PR #177, opened 2020-05-27
Add 0xcert asset imprints

fulldecent:
Adds an additional well-known format to the table.

0xcert Asset Imprints. This is a Merkle tree structure which is used to hash and identify arbitrary-depth objects (generally from JSON). This is an open specification.

Following is some documentation for reference and your consideration of this pull request:

- Overview: https://github.com/0xcert/framework/blob/master/packages/0xcert-cert/README.md
- Documentation: https://docs.0xcert.org/api/guides/update-asset-imprint.html#usage-overview
- Reference implementation: https://github.com/0xcert/framework/tree/master/packages/0xcert-cert

### DIFF
--- a/table.csv
+++ b/table.csv
@@ -437,6 +437,7 @@ skein1024-1016,                 multihash,      0xb3df,
 skein1024-1024,                 multihash,      0xb3e0,
 poseidon-bls12_381-a2-fc1,      multihash,      0xb401,         Poseidon using BLS12-381 and arity of 2 with Filecoin parameters
 poseidon-bls12_381-a2-fc1-sc,   multihash,      0xb402,         Poseidon using BLS12-381 and arity of 2 with Filecoin parameters - high-security variant
+0xcert-imprint-256,             0xcert,         0xce11,         0xcert Asset Imprint (root hash)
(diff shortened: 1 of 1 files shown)


table.csv
```diff
@@ -437,6 +437,7 @@ skein1024-1016,                 multihash,      0xb3df,
 skein1024-1024,                 multihash,      0xb3e0,
 poseidon-bls12_381-a2-fc1,      multihash,      0xb401,         Poseidon using BLS12-381 and arity of 2 with Filecoin parameters
 poseidon-bls12_381-a2-fc1-sc,   multihash,      0xb402,         Poseidon using BLS12-381 and arity of 2 with Filecoin parameters - high-security variant
+0xcert-imprint-256,             0xcert,         0xce11,         0xcert Asset Imprint (root hash)
```
Stebalien, line 440: Wouldn't this count as an IPLD format?

fulldecent: It is a distinct specification.

Stebalien: IPLD is a more of a "meta" spec for interpreting arbitrary merkle-linked data. The bitcoin, eth, etc. codecs are considered IPLD codecs for this reason.

But we can always just merge this with it's own group and change it later when/if someone writes an IPLD format implementation for 0xcert.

────────────────────

### TASK REQUIREMENTS
In the listing, how many lines have the word "format"? Write only that number.

### REPLY TO THE EXERCISE
3